SUKABUMIUPDATE.com - Tak semua yang berlatih mindfulness dan tipe meditasi lain sukses melepaskan diri dari stres. Beberapa malah menjadi tambah stres. Ini seperti yang ditemukan dari kajian atas bukti-bukti meditasi--kajian pertama yang pernah dilakukan.
Dilansir dari Tempo.co, studi kajian itu mendapati sekitar satu dari 12 orang yang mencoba bermeditasi berujung pada pengalaman buruk. Mereka justru mendapat efek negatif, mengalami depresi atau kecemasan yang memburuk, atau malah menjadi stres padahal sebelumnya normal.
Miguel Farias dari Coventry University, Inggris, yang juga anggota tim peneliti yang melakukan review itu menduga euforia lalu ekspektasi yang berlebihan atas manfaat praktik meditasi menyumbang pada temuan itu. "Sehingga akhirnya tidak semua mendapat manfaat yang diharapkan," katanya.
Ada banyak macam meditasi yang berkembang, tapi satu yang paling populer saat ini adalah mindfulness. Ini adalah praktik di mana seseorang berupaya membuat pikiran dan perasaannya fokus hanya pada momen saat itu. Teknik ini direkomendasikan oleh otoritas kesehatan, termasuk Layanan Kesehatan Nasional di Inggris, sebagai satu cara mengurangi depresi.

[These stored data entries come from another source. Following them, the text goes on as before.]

PR #3900, opened 2021-01-27
[DI2-126] Homepage tests

janjaap:
This PR fixes the homepage e2e tests by
- adding `data-testid` attributes where necessary
- changing the `checkMenuLink` function parameters for readability
- rewriting the way footer links were checked


cypress/integration/drawing_spec.ts
```diff
@@ -53,6 +55,9 @@ describe('Drawing', () => {
       cy.get(DRAWING.buttonRemove).click()
       cy.get(DRAWING.polygon).should('have.length', 1).and('be.visible')
       cy.get(DRAWING.buttonCloseDrawTool).click()
+
+      cy.pause()
```
chrisvanmook, line 59: why do we need the pause here?

src/app/components/HomePage/services/navigationLinks.tsx
```diff
@@ -39,6 +40,7 @@ const navigationLinks: NavigationLink[] = [
         <Map />
       </Icon>
     ),
+    testId: 'Kaart',
```
chrisvanmook, line 43: I'm not sure if there's a naming convention on `data-testid`, but now we mostly use camelCase, while these are PascalCase. I suggest to choose just one, and maybe use camelCase for id's. Also, everything in code is written in english so you might just want to have the value `map` here

janjaap: The `testId` values in this configuration object are prefixed in the `HeaderMenu` component, that's why the test ids are capitalized here.

chrisvanmook (approved):

PR #3901, opened 2021-01-28
[DI2-126] Map tests

janjaap:
This PR fixes the failing map integration tests. Note that the Cypress method `checkAllLayers` has been removed; this function verified the working of a specific API endpoint, which is something the integration tests shouldn't be responsible for.


cypress/integration/map_spec.ts
```diff
@@ -122,7 +123,8 @@ describe('map module', () => {
       cy.get(MAP.mapOverlayPane).children().should('exist')
       cy.get(MAP.mapOverlayPane).find('canvas').should('exist')
     })
-    it('should add a layer to the map', () => {
+
+    it.only('should add a layer to the map', () => {
```
chrisvanmook, line 127: Remove `.only`?

cypress/support/map-commands.ts
```diff
@@ -52,104 +51,29 @@ Cypress.Commands.add('checkTopography', () => {
...
+  cy.get(`[data-testid="mapLegendLayerButton${categoryTestId || category}"]`)
     .contains(category)
     .parents(MAP.mapLegendItemButton)
     .click('right')
+
   cy.get(MAP.mapZoomIn).click()
   cy.get(MAP.imageLayer).should('not.exist')
 })
 
-Cypress.Commands.add(
```
chrisvanmook, line 67: 🎉

chrisvanmook (approved):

Antusiasme terhadap meditasi disumbang dari tumbuhnya kepedulian terhadap efek samping obat-obatan antidepresi dan kesulitan melepaskan ketergantungan darinya. Telah ada beberapa laporan orang-orang kesehatan mentalnya memburuk setelah mengkonsumsi obat-obatan itu, tapi belum jelas bagaimana itu bisa terjadi.
Dalam studi yang dilakukan, Fariah dan timnya menyisir isi jurnal-jurnal kesehatan dan menemukan 55 yang relevan. Mereka menyaring studi yang sengaja mencari efek negatif meditasi. Lalu terhadap sisanya, Fariah dkk menganalisis prevalensi kasus orang-orang yang mengalami dampak negatif dalam setiap studi itu dan menghitung rata-ratanya serta menyesuaikannya dengan skala studi.
Tim menemukan sekitar delapan persen peserta meditasi mengalami efek yang tidak diharapkan. Dampak tak diharapkan mulai dari kecemasan yang meningkat sampai serangan panik. "Bahkan ada juga kejadian psikosis atau niat bunuh diri," kata Fariah.
Angka delapan persen itu diyakini bisa jadi lebih besar lagi pada kenyataannya. Ini karena banyak studi meditasi ditemukan hanya merekam efek negatif yang serius, atau bahkan tak merekamnya sama sekali.
Katie Sparks, psikolog dan anggota British Psychological Society, mengungkap kemungkinan faktor depresi yang tak terdiagnosa. Pengidapnya lalu mencoba melakukan meditasi.
"Meditasi ditemukan untuk menolong orang rileks, mengembalikan fokusnya dan membantu mereka secara fisik dan psikis," kata Katie. Tapi kadang, dia menambahkan, seseorang mengalami pikiran yang 'memberontak' saat berupaya untuk fokus.
Itu, kata Katie, "Seperti serangan balik terhadap upaya mengendalikan pikiran, dan ini berakibat kecemasan atau depresi."
Namun, Katie sepakat orang-orang tidak harus mundur dan meninggalkan meditasinya. Hasil studi itu, menurutnya, mengingatkan kalau penting untuk memilih sesi meditasi dengan instruktur atau aplikasi narasi yang direkam agar lebih aman. “Studi ini bisa membantu orang-orang berpartisipasi dalam sesuatu yang bisa memberi benefit pada konteks yang benar," katanya.